PR #847, opened 2024-06-26
Create kids with a single topup instead of rga (kids-857 & kids-858)

Daniela510:
## Summary by CodeRabbit

- **New Features**
  - Added `allowanceType` to the member adding process to specify the type of allowance.

- **Enhancements**
  - Updated `addMembers` method to include `isRGA` parameter for additional functionality.
  - Modified the form to display a message about starting a child's giving journey.
  - Changed initial allowance value for `AllowanceCounter` to `5`.

- **Bug Fixes**
  - Fixed constructor and updated text in `GivingAllowanceInfoButton`.

### DIFF
--- a/lib/features/children/add_member/repository/add_member_repository.dart
+++ b/lib/features/children/add_member/repository/add_member_repository.dart
@@ -22,6 +22,7 @@ class AddMemberRepositoryImpl with AddMemberRepository {
     final profilesJsonList = members.map((member) => member.toJson()).toList();
     final body = {
       'profiles': profilesJsonList,
+      'allowanceType': 1,
     };
 
     await apiService.addMember(body);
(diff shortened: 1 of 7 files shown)


TammiLion (approved):

lib/features/children/add_member/repository/add_member_repository.dart
```diff
@@ -22,6 +22,7 @@ class AddMemberRepositoryImpl with AddMemberRepository {
     final profilesJsonList = members.map((member) => member.toJson()).toList();
     final body = {
       'profiles': profilesJsonList,
+      'allowanceType': 1,
```
TammiLion, line 25: Can you check if this is also used by the generosity challenge code? If not then approved.

PR #865, opened 2024-07-03
Fix timezone for notifications (kids-1114 and kids-1144)

Daniela510:
## Summary by CodeRabbit

- **Bug Fixes**
  - Updated time zone location from 'America/Tulsa' to 'America/Chicago' for improved regional accuracy.

- **New Features**
  - Introduced asynchronous operations in schedule generation and notification setup for smoother performance.
  - Added support for `FlutterTimezone` to enhance timezone handling.

### DIFF
--- a/lib/features/children/generosity_challenge/utils/generosity_challenge_helper.dart
+++ b/lib/features/children/generosity_challenge/utils/generosity_challenge_helper.dart
@@ -33,7 +33,7 @@ class GenerosityChallengeHelper {
     bool isDebug,
   ) {
     final now = tz.TZDateTime.now(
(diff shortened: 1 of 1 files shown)


lib/features/children/generosity_challenge/utils/generosity_challenge_helper.dart
```diff
@@ -33,7 +33,7 @@ class GenerosityChallengeHelper {
     bool isDebug,
   ) {
     final now = tz.TZDateTime.now(
-      tz.getLocation(isDebug ? 'Europe/Amsterdam' : 'America/Tulsa'),
```
MaikelStuivenberg, line 36: Just curious, why wouldn't we do local time on users device? 

Receiving the notification will then always happen at 4pm no matter where to the user is

PR #866, opened 2024-07-03
Feature: Redirect new users to generosity challenge (kids-1141)

Daniela510:
## Summary by CodeRabbit

- **New Features**
  - Introduced a new screen for redirecting users to the Generosity Challenge registration.
  - Added icons for pending status, warnings, and family superheroes.

- **Enhancements**
  - Improved app navigation logic and redirection handling.
  - Updated `NoChildrenPage` to use a common icon function.

- **Routes**
  - Added a new route for the Generosity Challenge registration redirect.
  - Updated `FamilyPages` enum with a new redirect entry.

- **Events**
  - Added new user interaction events for registration actions.

### DIFF
--- a/lib/app/routes/app_router.dart
+++ b/lib/app/routes/app_router.dart
@@ -647,13 +647,14 @@ class AppRouter {
               GenerosityChallengeHelper.isCompleted)) {
         if (state.user.needRegistration) {
           final createStripe = state.user.personalInfoRegistered;
-          context.pushNamed(
-            FamilyPages.registrationUS.name,
-            queryParameters: {
+          context
+            ..pushNamed(FamilyPages.registrationUS.name, queryParameters: {
               'email': state.user.email,
               'createStripe': createStripe.toString(),
-            },
-          );
+            })
+            ..pushNamed(
+              FamilyPages.generosityChallengeRedirect.name,
+            );
         } else if (routerState.name == Pages.loading.name) {
           context.goNamed(FamilyPages.profileSelection.name);
         }
--- a/lib/app/routes/app_router.dart
+++ b/lib/app/routes/app_router.dart
@@ -646,15 +646,9 @@ class AppRouter {
           (!GenerosityChallengeHelper.isActivated ||
               GenerosityChallengeHelper.isCompleted)) {
         if (state.user.needRegistration) {
-          final createStripe = state.user.personalInfoRegistered;
-          context
-            ..pushNamed(FamilyPages.registrationUS.name, queryParameters: {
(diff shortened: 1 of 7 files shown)


lib/app/routes/app_router.dart
```diff
@@ -647,13 +647,14 @@ class AppRouter {
...
-          context.pushNamed(
-            FamilyPages.registrationUS.name,
-            queryParameters: {
+          context
+            ..pushNamed(FamilyPages.registrationUS.name, queryParameters: {
               'email': state.user.email,
               'createStripe': createStripe.toString(),
-            },
-          );
+            })
```
MaikelStuivenberg, line 654: Why push both and not just one? :)
From the other page you can open the registration page

lib/features/family/app/family_pages.dart
```diff
@@ -64,6 +64,10 @@ enum FamilyPages {
       path: 'choose-amount-slider-goal', name: 'CHOOSE_AMOUNT_SLIDER_GOAL'),
 
   //generosity challenge
+  generosityChallengeRedirect(
+    path: '/generosity-challenge-redirect',
```
MaikelStuivenberg, line 68: Does this need to be a root path or should it be without the slash?

lib/app/routes/app_router.dart
Daniela510: The final design looks like a screen, so why would I open a screen from a screen?
I can open a bottomsheet though from the registration page, is that what you meant?

MaikelStuivenberg: I mean that you are doing 2x 
            ..pushNamed()
Right now.

But I don't understand why :)
You can only do a push to the new one, right?

lib/features/family/app/family_pages.dart
Daniela510: Oh right, ill put it at the same level as registrationUs

lib/app/routes/app_router.dart
Daniela510: I am setting up the stack so that the GivtBackButton in the Appbar would go to the page under. I _can_ only push one, then overwrite the GivtBackButton to navigate instead of pop, but I am not sure what are the benefits of one or the other.

Daniela510: I mean there already is onPressedForced so no hassle, but I would like to know why? 😅

Daniela510: Anw its changed to only push 1 page 🤷‍♀️

MaikelStuivenberg (approved):

PR #868, opened 2024-07-04
Fix: Set user id in Amplitude when new/temp user signs up (kids-444)

Daniela510:
## Summary by CodeRabbit

- **New Features**
  - Introduced analytics tracking for temporary user actions.
  - Added user property setting for new user sign-ups.

- **Enhancements**
  - Improved sign-in flow with additional parameter support for better tracking and analytics.

### DIFF
--- a/lib/features/auth/cubit/auth_cubit.dart
+++ b/lib/features/auth/cubit/auth_cubit.dart
@@ -54,6 +54,17 @@ class AuthCubit extends Cubit<AuthState> {
       );
 
       var userExt = await _authRepositoy.fetchUserExtension(session.userGUID);
+      if (password == TempUser.defaultPassword) {
+        await AnalyticsHelper.setUserProperties(userId: userExt.guid);
+        unawaited(
+          AnalyticsHelper.logEvent(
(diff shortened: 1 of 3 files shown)


lib/features/auth/cubit/auth_cubit.dart
```diff
@@ -54,6 +54,17 @@ class AuthCubit extends Cubit<AuthState> {
       );
 
       var userExt = await _authRepositoy.fetchUserExtension(session.userGUID);
+      if (password == TempUser.defaultPassword) {
+        await AnalyticsHelper.setUserProperties(userId: userExt.guid);
+        unawaited(
+          AnalyticsHelper.logEvent(
+            eventName: AmplitudeEvents.continueByEmailSignUpTempUserClicked,
+            eventProperties: {
+              'country': userExt.countryCode,
```
TammiLion, line 63: Can you make this profile_country instead of country? Amplitude will overwrite the country attribute.

TammiLion (approved):

lib/features/auth/cubit/auth_cubit.dart
Daniela510: Oki 👌

PR #887, opened 2024-07-15
Bug: timer screen back button does not work (KIDS-1197)

TammiLion:
## Description

https://linear.app/givt/issue/KIDS-1197/timer-screen-back-button-on-this-screen-doesnt-work

Also add a test button that sets the remaining duration to 20 seconds for easier testing. Put player in low latency mode for the most of it, syncs the tick tock sounds and vibration better.

## Summary by CodeRabbit

- **New Features**
  - Added a debug button to set the timer to 20 seconds remaining in debug mode.

- **Improvements**
  - Enhanced alarm sound handling for better player setup and completion.
  
- **Developer Tools**
  - Introduced a mechanism to check if the app is in debug mode.

### DIFF
--- a/lib/features/children/generosity_challenge/assignments/day4_timer/pages/day4_timer_screen.dart
+++ b/lib/features/children/generosity_challenge/assignments/day4_timer/pages/day4_timer_screen.dart
@@ -11,9 +11,11 @@ import 'package:givt_app/features/children/generosity_challenge/widgets/generosi
 import 'package:givt_app/features/children/generosity_challenge/widgets/generosity_back_button.dart';
 import 'package:givt_app/features/family/app/family_pages.dart';
 import 'package:givt_app/features/family/helpers/vibrator.dart';
+import 'package:givt_app/shared/widgets/buttons/custom_green_elevated_button.dart';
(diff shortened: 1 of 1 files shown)


lib/features/children/generosity_challenge/assignments/day4_timer/pages/day4_timer_screen.dart
```diff
@@ -112,6 +115,11 @@ class _Day4TimerScreenState extends State<Day4TimerScreen> {
     );
   }
 
+  Future<bool> _isDebugApp() async {
```
MaikelStuivenberg, line 118: Should we put this into a more generic place? I think I'm seen this method more and more in our code :)

MaikelStuivenberg (approved):

lib/features/children/generosity_challenge/assignments/day4_timer/pages/day4_timer_screen.dart
TammiLion: Yea, agreed I'll make a separate PR for it!

PR #892, opened 2024-07-15
Bug/kids 1132 improve family app tracking

TammiLion:
## Description

https://linear.app/givt/issue/KIDS-1132/is-family-app-tracking-seems-off

Now logs user properties on login, profile switch and logout correctly.

## Summary by CodeRabbit

- **New Features**
  - Introduced a new method to clear user properties on logout.
  - Added a method to extract and log user properties for better event tracking.

- **Enhancements**
  - Improved user property logging across various features for more consistent analytics.
  - Refactored user property handling in the profile selection and credit card details screens for streamlined user tracking.

- **Bug Fixes**
  - Removed redundant analytics calls to enhance performance.


lib/features/auth/cubit/auth_cubit.dart
```diff
@@ -200,14 +200,13 @@ class AuthCubit extends Cubit<AuthState> {
...
 
-    AnalyticsHelper.setFamilyAppTracking(isOn: false);
-
     emit(
       state.copyWith(
         status: AuthStatus.unauthenticated,
         email: state.user.email,
       ),
     );
+    unawaited(AnalyticsHelper.clearUserProperties());
```
MaikelStuivenberg, line 209: If we make a new method. Isn't it better to do the unawaited part in there and not make the method async?
I guess there is never a reason to wait, right?

lib/utils/analytics_helper.dart
```diff
@@ -58,16 +53,30 @@ class AnalyticsHelper {
       eventProperties: eventProperties,
     );
 
-    log('$eventName pressed with properties: $eventProperties');
+    log('$eventName pressed with event properties: $eventProperties');
+  }
+
+  static Future<void> clearUserProperties() async {
```
MaikelStuivenberg, line 59: see previous comment

MaikelStuivenberg (approved):

lib/features/auth/cubit/auth_cubit.dart
TammiLion: Good catch, fully agreed!

PR #908, opened 2024-07-18
Fix: Minor ui fixes: dynamic sizing of icons and text fix

Daniela510:
## Summary by CodeRabbit

- **New Features**
  - Enhanced responsiveness and visual presentation of various widgets and dialogs, adapting sizes dynamically based on the device's screen width.

- **Bug Fixes**
  - Adjusted text in the `CancelAllowanceDialog` to accurately reflect the action for canceling a "Recurring Amount."

- **Improvements**
  - Updated layout and sizing adjustments for multiple components, including `ChildDetailsPage` and related dialogs, ensuring a more consistent user experience across the application.

### DIFF
--- a/lib/features/children/details/widgets/child_cancel_rga_failed_dialog.dart
+++ b/lib/features/children/details/widgets/child_cancel_rga_failed_dialog.dart
@@ -15,7 +15,10 @@ class ChildCancelRGAFailedDialog extends StatelessWidget {
         child: Column(
           mainAxisSize: MainAxisSize.min,
           children: [
-            warningIcon(),
+            warningIcon(
+              width: MediaQuery.of(context).size.width * 0.35,
+              height: MediaQuery.of(context).size.width * 0.35,
+            ),
             const SizedBox(height: 16),
             Text(
               'Oops something went wrong',
--- a/lib/shared/widgets/common_icons.dart
+++ b/lib/shared/widgets/common_icons.dart
@@ -104,7 +104,7 @@ Widget day4TimerIconRed({double? width, double? height}) => SvgPicture.asset(
     );
 Widget primaryCircleWithText({
   String? text = '',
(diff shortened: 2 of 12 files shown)


lib/features/children/details/widgets/child_cancel_rga_failed_dialog.dart
```diff
@@ -15,7 +15,10 @@ class ChildCancelRGAFailedDialog extends StatelessWidget {
         child: Column(
           mainAxisSize: MainAxisSize.min,
           children: [
-            warningIcon(),
+            warningIcon(
```
MaikelStuivenberg, line 18: Are you sure the icon should scale? In figma it looks fixed size :)

lib/shared/widgets/common_icons.dart
```diff
@@ -104,48 +104,56 @@ Widget day4TimerIconRed({double? width, double? height}) => SvgPicture.asset(
...
-      child: Center(
-        child: Icon(
-          iconData,
-          color: iconColor ?? FamilyAppTheme.primary20,
-          size: iconSize,
+    Padding(
+      // 14 is what the design has when exporting svgs
+      padding: const EdgeInsets.all(14),
+      child: Container(
+        width: circleSize - 28,
```
TammiLion, line 145: I would not do that here. I would change the defaultParam to circleSize = 68. Because now if you pass a size you will go cuckoo, like "WHY IS IT NOT THE SIZE I PASSED".

TammiLion (approved):
1 comment

lib/features/children/details/widgets/child_cancel_rga_failed_dialog.dart
Daniela510: We had a call with And y and decided to try this because with fixed size as it was it looked small on some phones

• EXERCISE REQUIREMENTS:
Every line from the line containing "From the other" through the line containing "PR #868, opened 2024-07-04" in the records above must be retyped exactly. Leave out the rest.

• RESULT OF THE TASK:
From the other page you can open the registration page

lib/features/family/app/family_pages.dart
```diff
@@ -64,6 +64,10 @@ enum FamilyPages {
       path: 'choose-amount-slider-goal', name: 'CHOOSE_AMOUNT_SLIDER_GOAL'),
 
   //generosity challenge
+  generosityChallengeRedirect(
+    path: '/generosity-challenge-redirect',
```
MaikelStuivenberg, line 68: Does this need to be a root path or should it be without the slash?

lib/app/routes/app_router.dart
Daniela510: The final design looks like a screen, so why would I open a screen from a screen?
I can open a bottomsheet though from the registration page, is that what you meant?

MaikelStuivenberg: I mean that you are doing 2x 
            ..pushNamed()
Right now.

But I don't understand why :)
You can only do a push to the new one, right?

lib/features/family/app/family_pages.dart
Daniela510: Oh right, ill put it at the same level as registrationUs

lib/app/routes/app_router.dart
Daniela510: I am setting up the stack so that the GivtBackButton in the Appbar would go to the page under. I _can_ only push one, then overwrite the GivtBackButton to navigate instead of pop, but I am not sure what are the benefits of one or the other.

Daniela510: I mean there already is onPressedForced so no hassle, but I would like to know why? 😅

Daniela510: Anw its changed to only push 1 page 🤷‍♀️

MaikelStuivenberg (approved):

PR #868, opened 2024-07-04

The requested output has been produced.